Input for this task:
[Start of Attachment]
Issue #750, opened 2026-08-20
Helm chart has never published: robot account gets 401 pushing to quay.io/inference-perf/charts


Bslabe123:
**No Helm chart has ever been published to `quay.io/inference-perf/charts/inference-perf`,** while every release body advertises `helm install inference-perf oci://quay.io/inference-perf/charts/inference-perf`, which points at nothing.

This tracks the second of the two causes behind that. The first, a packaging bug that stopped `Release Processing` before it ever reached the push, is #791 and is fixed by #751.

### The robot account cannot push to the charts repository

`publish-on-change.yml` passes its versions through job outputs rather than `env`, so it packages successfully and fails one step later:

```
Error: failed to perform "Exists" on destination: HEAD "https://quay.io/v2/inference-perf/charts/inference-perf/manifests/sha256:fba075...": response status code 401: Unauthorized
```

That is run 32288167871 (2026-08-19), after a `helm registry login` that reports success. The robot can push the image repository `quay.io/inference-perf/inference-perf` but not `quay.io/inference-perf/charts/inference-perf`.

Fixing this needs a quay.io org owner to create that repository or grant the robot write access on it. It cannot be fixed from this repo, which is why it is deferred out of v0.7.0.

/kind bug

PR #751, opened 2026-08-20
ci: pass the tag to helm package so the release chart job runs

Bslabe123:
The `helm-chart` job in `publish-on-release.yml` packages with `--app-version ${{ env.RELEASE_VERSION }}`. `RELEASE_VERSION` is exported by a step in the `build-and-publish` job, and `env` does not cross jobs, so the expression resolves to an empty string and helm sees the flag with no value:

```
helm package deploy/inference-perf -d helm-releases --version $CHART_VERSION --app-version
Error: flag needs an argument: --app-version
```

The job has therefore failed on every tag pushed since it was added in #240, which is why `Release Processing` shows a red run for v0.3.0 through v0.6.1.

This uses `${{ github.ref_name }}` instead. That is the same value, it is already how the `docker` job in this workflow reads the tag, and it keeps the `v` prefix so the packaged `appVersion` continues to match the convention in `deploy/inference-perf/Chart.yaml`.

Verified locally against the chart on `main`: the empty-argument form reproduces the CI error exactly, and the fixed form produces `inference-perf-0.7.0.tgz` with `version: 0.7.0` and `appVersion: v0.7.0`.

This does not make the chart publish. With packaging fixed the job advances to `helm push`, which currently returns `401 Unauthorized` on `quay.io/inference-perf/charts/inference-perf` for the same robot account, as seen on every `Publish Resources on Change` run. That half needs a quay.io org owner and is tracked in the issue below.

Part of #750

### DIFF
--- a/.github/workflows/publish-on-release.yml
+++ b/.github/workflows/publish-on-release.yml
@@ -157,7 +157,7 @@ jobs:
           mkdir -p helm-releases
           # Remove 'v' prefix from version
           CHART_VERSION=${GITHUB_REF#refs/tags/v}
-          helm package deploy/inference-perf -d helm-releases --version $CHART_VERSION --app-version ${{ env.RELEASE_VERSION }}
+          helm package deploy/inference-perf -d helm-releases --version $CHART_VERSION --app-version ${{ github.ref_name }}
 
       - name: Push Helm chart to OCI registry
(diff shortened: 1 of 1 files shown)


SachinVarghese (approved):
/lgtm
[End of Attachment]
What you have to do:
Go through the listing above and find each line that contains "registry", then copy it.

Response for this exercise:
That is run 32288167871 (2026-08-19), after a `helm registry login` that reports success. The robot can push the image repository `quay.io/inference-perf/inference-perf` but not `quay.io/inference-perf/charts/inference-perf`.
       - name: Push Helm chart to OCI registry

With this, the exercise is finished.